PR #2133, opened 2018-12-09
Adds standardrb to ale

searls:
See: https://github.com/testdouble/standard ( https://github.com/testdouble/standard/issues/43 ) 

StandardRB is to RuboCop what StandardJS is to ESLint. This commit 
naively copies the RuboCop linter and fixer to point at the standardrb
executable. Any other adjustments are very minor (the only I can think 
of is that standardrb takes a `--fix` option instead of 
`--auto-correct`).

This raises a confusing point to me as both developer and a user: since
ale enables all linters by default, won't this run both RuboCop and 
StandardRB (the results of which will almost always be in conflict with
one another)? How does ale already solve for this for the similar case
of StandardJS and ESLint?

In practice, it seems to "just work" and only run standard but I'm completely confused as to how, given that both rubocop and standardrb are present in the bundle. If someone could advise me on how this works I'd be happy to adjust things


neersighted:
The tests should check the handler (error parser) against real (but hardcoded) output, and test that the command line parameters are built correctly. Check the existing tests (say, eslint or rubocop) for examples.

As far as running both and not getting any lints from rubocop, I would need to reproduce it myself to know what is going on.

searls:
Sorry that I'm struggling to add the tests you asked for:

* I added a test for standardrb's error callback handler [here](https://github.com/searls/ale/blob/master/test/command_callback/test_standardrb_command_callback.vader)

* I added a test for standardrb's fixer callback [here](https://github.com/searls/ale/blob/master/test/fixers/test_standardrb_fixer_callback.vader)

* Based on your advice, I looked for handler tests and so started with a duplicate of [test_rubocop_handler.vader](https://github.com/w0rp/ale/blob/master/test/handler/test_rubocop_handler.vader), but it wound up being virtually identical because my standardrb linter [is configured to invoke the RuboCop handler](https://github.com/searls/ale/blob/master/ale_linters/ruby/standardrb.vim#L22) directly, so I don't think tests in which we invoke the handler will add very much.

As for having both rubocop and standard installed, it seems to work fine in practice for me, but either way I am going to follow the example of standardjs (which is so closely analogous that it may as well be precedent) and just recommend standardrb users to explicitly specify what tools they want to run, as [documented here](
https://standardjs.com/#vim)

searls:
There was a test failure caused I think by an overly aggressive gitignore rule added in April here 7cf3ddf6c

It is ignoring all files that start with a `.`, recursively. For this reason my fixture file `test/command_callback/ruby_paths/with_config/.standard.yml` didn't get picked up by git and the build failed. I worked around this with `git add --force`, but I'm doubtful this was intentional. Maybe the gitignore rule should have been `/.*`?

ale_linters/ruby/standardrb.vim
```diff
@@ -0,0 +1,23 @@
...
+    \   . ale#Var(a:buffer, 'ruby_standardrb_options')
+    \   . ' --stdin ' . ale#Escape(expand('#' . a:buffer . ':p'))
+endfunction
+
+" standardrb is based on RuboCop so the callback is the same
+call ale#linter#Define('ruby', {
+\   'name': 'standardrb',
+\   'executable_callback': ale#VarFunc('ruby_standardrb_executable'),
+\   'command_callback': 'ale_linters#ruby#standardrb#GetCommand',
+\   'callback': 'ale_linters#ruby#rubocop#Handle',
```
w0rp: Could you move the `Handle` function into a location like `autoload/ale/handlers/ruby.vim` with some other name like `HandleRubocopOutput` and use it both files? I try to avoid having one linter file use a function from another linter file.

w0rp:
The `.gitignore` file intentionally ignores all hidden files at every level, and you're right to use `git add -f` to add the file. I prefer doing that to people accidentally committing hidden files.

w0rp:
I added a comment to `.gitignore` just now, so people will understand that's the intention.

ale_linters/ruby/standardrb.vim
searls: You got it. Just pushed bd79fadd3aeb78267c0a4304caf2a05d8544e90b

THE PROBLEM » An exact copy of every record is required here.

SOLUTION FOR THIS EXERCISE »
PR #2133, opened 2018-12-09
Adds standardrb to ale

searls:
See: https://github.com/testdouble/standard ( https://github.com/testdouble/standard/issues/43 ) 

StandardRB is to RuboCop what StandardJS is to ESLint. This commit 
naively copies the RuboCop linter and fixer to point at the standardrb
executable. Any other adjustments are very minor (the only I can think 
of is that standardrb takes a `--fix` option instead of 
`--auto-correct`).

This raises a confusing point to me as both developer and a user: since
ale enables all linters by default, won't this run both RuboCop and 
StandardRB (the results of which will almost always be in conflict with
one another)? How does ale already solve for this for the similar case
of StandardJS and ESLint?

In practice, it seems to "just work" and only run standard but I'm completely confused as to how, given that both rubocop and standardrb are present in the bundle. If someone could advise me on how this works I'd be happy to adjust things


neersighted:
The tests should check the handler (error parser) against real (but hardcoded) output, and test that the command line parameters are built correctly. Check the existing tests (say, eslint or rubocop) for examples.

As far as running both and not getting any lints from rubocop, I would need to reproduce it myself to know what is going on.

searls:
Sorry that I'm struggling to add the tests you asked for:

* I added a test for standardrb's error callback handler [here](https://github.com/searls/ale/blob/master/test/command_callback/test_standardrb_command_callback.vader)

* I added a test for standardrb's fixer callback [here](https://github.com/searls/ale/blob/master/test/fixers/test_standardrb_fixer_callback.vader)

* Based on your advice, I looked for handler tests and so started with a duplicate of [test_rubocop_handler.vader](https://github.com/w0rp/ale/blob/master/test/handler/test_rubocop_handler.vader), but it wound up being virtually identical because my standardrb linter [is configured to invoke the RuboCop handler](https://github.com/searls/ale/blob/master/ale_linters/ruby/standardrb.vim#L22) directly, so I don't think tests in which we invoke the handler will add very much.

As for having both rubocop and standard installed, it seems to work fine in practice for me, but either way I am going to follow the example of standardjs (which is so closely analogous that it may as well be precedent) and just recommend standardrb users to explicitly specify what tools they want to run, as [documented here](
https://standardjs.com/#vim)

searls:
There was a test failure caused I think by an overly aggressive gitignore rule added in April here 7cf3ddf6c

It is ignoring all files that start with a `.`, recursively. For this reason my fixture file `test/command_callback/ruby_paths/with_config/.standard.yml` didn't get picked up by git and the build failed. I worked around this with `git add --force`, but I'm doubtful this was intentional. Maybe the gitignore rule should have been `/.*`?

ale_linters/ruby/standardrb.vim
```diff
@@ -0,0 +1,23 @@
...
+    \   . ale#Var(a:buffer, 'ruby_standardrb_options')
+    \   . ' --stdin ' . ale#Escape(expand('#' . a:buffer . ':p'))
+endfunction
+
+" standardrb is based on RuboCop so the callback is the same
+call ale#linter#Define('ruby', {
+\   'name': 'standardrb',
+\   'executable_callback': ale#VarFunc('ruby_standardrb_executable'),
+\   'command_callback': 'ale_linters#ruby#standardrb#GetCommand',
+\   'callback': 'ale_linters#ruby#rubocop#Handle',
```
w0rp: Could you move the `Handle` function into a location like `autoload/ale/handlers/ruby.vim` with some other name like `HandleRubocopOutput` and use it both files? I try to avoid having one linter file use a function from another linter file.

w0rp:
The `.gitignore` file intentionally ignores all hidden files at every level, and you're right to use `git add -f` to add the file. I prefer doing that to people accidentally committing hidden files.

w0rp:
I added a comment to `.gitignore` just now, so people will understand that's the intention.

ale_linters/ruby/standardrb.vim
searls: You got it. Just pushed bd79fadd3aeb78267c0a4304caf2a05d8544e90b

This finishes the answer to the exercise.